NAD refers to Nicotinamide adenine dinucleotide, found in all living cells, NAD with the CAS NO. of 53-84-9 and the chemical formula of C21H27N7O14P2 is called a dinucleotide because it consists of two nucleotides joined through their phosphate groups. One nucleotide contains an adenine nucleobase and the other nicotinamide NAD exists in two forms: an oxidized and reduced form, abbreviated as NAD+ and NADH (H for hydrogen), respectively.
In metabolism, nicotinamide adenine dinucleotide is involved in redox reactions, carrying electrons from one reaction to another. The cofactor is, therefore, found in two forms in cells: NAD+ is an oxidizing agent – it accepts electrons from other molecules and becomes reduced. This reaction, also with H+, forms NADH, which can then be used as a reducing agent to donate electrons. These electron transfer reactions are the main function of NAD. However, it is also used in other cellular processes, most notably as a substrate of enzymes in adding or removing chemical groups to or from, respectively, proteins, in posttranslational modifications. Because of the importance of these functions, the enzymes involved in NAD metabolism are targets for drug discovery.

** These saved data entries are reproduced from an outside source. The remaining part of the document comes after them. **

PR #1133, opened 2021-01-14
FEAT: customize fallback through props for lazy loading

afzaalahmad:
- Added props for providing customized fallback in case of lazy loading.


cookpete:
Nice work!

In organisms, NAD can be synthesized from simple building-blocks (de novo) from either tryptophan or aspartic acid, each a case of an amino acid; alternatively, more complex components of the coenzymes are taken up from nutritive compounds such as niacin; similar compounds are produced by reactions that break down the structure of NAD, providing a salvage pathway that “recycles” them back into their respective active form.
Some NAD is converted into the coenzyme nicotinamide adenine dinucleotide phosphate (NADP); its chemistry largely parallels that of NAD, though predominantly its role is as a cofactor in anabolic metabolism.
NAD Powder is a white or off-white solid manufactured by a special technique. NAD(Nicotinamide Adenine Dinucleotide) is a coenzyme composed of two nucleotides, adenine and nicotinamide, that plays a critical role in cellular energy metabolism by carrying electrons from metabolic reactions to the electron transport chain in the mitochondria to generate ATP. It also plays a role in regulating DNA repair, gene expression, and cell signaling. NAD is a vital molecule for the cell's survival and function, and its levels decrease with age, leading to the impairment of these processes. NAD+ supplements are being researched for their potential anti-aging benefits and ability to improve cellular function.